== Provided data ==

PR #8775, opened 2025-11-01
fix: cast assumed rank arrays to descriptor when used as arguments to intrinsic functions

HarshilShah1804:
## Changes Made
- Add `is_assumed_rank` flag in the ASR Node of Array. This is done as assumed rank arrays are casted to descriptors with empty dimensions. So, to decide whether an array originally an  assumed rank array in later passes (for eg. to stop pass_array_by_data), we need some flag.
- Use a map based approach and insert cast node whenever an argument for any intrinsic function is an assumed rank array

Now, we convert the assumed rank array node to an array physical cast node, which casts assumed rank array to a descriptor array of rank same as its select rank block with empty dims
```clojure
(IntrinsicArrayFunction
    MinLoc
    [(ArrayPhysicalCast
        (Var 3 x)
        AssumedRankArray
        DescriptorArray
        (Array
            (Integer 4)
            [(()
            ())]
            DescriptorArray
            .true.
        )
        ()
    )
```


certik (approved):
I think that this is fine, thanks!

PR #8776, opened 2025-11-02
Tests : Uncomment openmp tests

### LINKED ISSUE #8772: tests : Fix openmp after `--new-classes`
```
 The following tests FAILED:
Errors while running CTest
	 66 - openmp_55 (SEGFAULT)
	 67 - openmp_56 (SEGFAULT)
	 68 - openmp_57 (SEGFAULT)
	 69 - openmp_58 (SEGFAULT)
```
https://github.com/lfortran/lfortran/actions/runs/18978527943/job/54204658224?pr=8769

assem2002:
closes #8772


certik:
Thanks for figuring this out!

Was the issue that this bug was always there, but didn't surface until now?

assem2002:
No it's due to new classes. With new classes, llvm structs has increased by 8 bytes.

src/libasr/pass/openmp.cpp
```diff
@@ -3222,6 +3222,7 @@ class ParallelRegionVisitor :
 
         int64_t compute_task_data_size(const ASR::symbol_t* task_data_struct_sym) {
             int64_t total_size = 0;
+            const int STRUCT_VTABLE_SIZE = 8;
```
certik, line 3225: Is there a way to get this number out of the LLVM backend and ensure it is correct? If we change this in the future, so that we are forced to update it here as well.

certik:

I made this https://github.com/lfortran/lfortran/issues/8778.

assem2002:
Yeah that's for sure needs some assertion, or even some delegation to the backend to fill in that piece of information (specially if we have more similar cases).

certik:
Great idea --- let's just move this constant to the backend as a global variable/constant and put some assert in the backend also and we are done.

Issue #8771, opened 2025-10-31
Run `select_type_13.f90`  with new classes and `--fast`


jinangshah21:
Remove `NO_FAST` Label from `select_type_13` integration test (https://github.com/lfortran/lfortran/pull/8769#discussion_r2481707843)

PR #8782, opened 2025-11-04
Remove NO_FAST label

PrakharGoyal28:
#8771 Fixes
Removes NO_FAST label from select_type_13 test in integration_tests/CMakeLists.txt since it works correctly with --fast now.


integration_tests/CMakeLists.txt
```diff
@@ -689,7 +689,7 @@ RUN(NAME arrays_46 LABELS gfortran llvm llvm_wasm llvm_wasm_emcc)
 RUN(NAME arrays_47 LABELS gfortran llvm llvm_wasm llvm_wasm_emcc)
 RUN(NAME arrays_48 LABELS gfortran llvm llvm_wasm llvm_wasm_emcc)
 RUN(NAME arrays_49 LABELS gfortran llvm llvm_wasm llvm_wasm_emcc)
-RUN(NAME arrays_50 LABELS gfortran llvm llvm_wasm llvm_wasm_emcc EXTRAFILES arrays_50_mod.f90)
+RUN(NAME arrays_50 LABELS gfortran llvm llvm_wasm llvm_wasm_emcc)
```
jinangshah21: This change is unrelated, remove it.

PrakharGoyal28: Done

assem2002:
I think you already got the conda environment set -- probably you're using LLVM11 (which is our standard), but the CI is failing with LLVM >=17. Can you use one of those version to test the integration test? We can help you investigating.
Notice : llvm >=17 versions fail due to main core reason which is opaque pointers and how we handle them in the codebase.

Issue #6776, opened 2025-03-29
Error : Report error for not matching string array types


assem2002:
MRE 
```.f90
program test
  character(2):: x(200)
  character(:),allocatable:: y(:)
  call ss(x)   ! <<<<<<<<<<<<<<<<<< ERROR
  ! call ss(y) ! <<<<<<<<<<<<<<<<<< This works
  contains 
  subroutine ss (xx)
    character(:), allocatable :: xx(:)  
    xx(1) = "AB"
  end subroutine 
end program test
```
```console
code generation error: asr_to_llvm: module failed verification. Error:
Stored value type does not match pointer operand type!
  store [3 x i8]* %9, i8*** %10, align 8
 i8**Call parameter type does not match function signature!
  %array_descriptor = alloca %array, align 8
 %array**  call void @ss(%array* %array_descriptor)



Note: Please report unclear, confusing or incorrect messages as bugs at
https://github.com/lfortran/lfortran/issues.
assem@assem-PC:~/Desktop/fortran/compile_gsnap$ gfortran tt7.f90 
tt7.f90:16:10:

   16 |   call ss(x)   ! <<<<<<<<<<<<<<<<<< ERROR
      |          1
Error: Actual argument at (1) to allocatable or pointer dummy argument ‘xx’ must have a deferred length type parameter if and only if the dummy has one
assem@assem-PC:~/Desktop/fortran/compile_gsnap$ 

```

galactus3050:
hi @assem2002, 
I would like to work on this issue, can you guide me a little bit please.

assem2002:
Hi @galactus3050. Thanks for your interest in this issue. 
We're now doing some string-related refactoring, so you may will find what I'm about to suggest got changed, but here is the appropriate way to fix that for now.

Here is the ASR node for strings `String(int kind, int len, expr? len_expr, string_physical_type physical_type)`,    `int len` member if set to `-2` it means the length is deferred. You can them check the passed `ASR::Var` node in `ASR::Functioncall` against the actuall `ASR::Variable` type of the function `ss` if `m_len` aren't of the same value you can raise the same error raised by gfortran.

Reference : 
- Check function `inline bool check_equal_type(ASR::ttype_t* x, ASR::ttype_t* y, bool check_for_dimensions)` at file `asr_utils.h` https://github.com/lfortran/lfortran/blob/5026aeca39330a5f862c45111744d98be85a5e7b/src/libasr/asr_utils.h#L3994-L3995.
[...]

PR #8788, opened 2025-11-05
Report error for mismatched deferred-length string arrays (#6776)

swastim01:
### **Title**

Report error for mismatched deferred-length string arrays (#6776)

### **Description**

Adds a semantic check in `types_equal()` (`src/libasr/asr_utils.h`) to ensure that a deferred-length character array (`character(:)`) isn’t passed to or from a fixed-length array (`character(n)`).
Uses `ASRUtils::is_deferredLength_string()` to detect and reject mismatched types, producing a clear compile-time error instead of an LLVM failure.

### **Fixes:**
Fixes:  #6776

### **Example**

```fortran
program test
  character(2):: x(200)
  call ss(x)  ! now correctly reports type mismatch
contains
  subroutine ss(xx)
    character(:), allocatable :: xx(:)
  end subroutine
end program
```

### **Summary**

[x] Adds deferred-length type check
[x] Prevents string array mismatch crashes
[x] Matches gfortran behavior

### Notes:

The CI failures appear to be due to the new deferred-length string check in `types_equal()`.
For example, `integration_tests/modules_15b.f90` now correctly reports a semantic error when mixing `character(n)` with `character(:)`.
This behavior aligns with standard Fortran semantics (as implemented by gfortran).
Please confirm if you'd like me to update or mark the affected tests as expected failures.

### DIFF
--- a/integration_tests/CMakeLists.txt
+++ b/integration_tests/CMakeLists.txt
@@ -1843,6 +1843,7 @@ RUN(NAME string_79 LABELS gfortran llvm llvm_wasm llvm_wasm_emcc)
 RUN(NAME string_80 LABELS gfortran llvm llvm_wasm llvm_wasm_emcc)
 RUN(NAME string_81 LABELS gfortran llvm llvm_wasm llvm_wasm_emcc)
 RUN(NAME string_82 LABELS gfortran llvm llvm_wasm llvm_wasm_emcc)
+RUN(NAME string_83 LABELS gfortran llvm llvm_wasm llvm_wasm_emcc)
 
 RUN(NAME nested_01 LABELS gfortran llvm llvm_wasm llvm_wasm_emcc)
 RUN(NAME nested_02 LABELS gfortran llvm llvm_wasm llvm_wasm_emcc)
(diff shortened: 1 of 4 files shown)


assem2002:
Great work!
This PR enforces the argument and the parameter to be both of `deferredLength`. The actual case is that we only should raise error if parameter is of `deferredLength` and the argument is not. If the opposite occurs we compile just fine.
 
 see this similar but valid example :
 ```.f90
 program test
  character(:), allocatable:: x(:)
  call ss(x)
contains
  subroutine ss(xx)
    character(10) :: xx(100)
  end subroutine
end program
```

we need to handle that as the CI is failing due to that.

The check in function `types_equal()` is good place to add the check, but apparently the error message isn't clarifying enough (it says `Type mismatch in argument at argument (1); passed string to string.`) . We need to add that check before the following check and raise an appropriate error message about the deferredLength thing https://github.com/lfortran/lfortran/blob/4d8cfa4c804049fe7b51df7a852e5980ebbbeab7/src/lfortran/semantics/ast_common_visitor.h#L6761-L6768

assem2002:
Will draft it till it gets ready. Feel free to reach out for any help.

===

* _Problem to solve_: In the listing above, find the line containing "--- a/integration_tests/CMakeLists.txt" and the line containing "string_83 LABELS gfortran llvm llvm_wasm llvm_wasm_emcc)", then repeat those two lines and everything between them exactly.

* _Task answer_:
--- a/integration_tests/CMakeLists.txt
+++ b/integration_tests/CMakeLists.txt
@@ -1843,6 +1843,7 @@ RUN(NAME string_79 LABELS gfortran llvm llvm_wasm llvm_wasm_emcc)
 RUN(NAME string_80 LABELS gfortran llvm llvm_wasm llvm_wasm_emcc)
 RUN(NAME string_81 LABELS gfortran llvm llvm_wasm llvm_wasm_emcc)
 RUN(NAME string_82 LABELS gfortran llvm llvm_wasm llvm_wasm_emcc)
+RUN(NAME string_83 LABELS gfortran llvm llvm_wasm llvm_wasm_emcc)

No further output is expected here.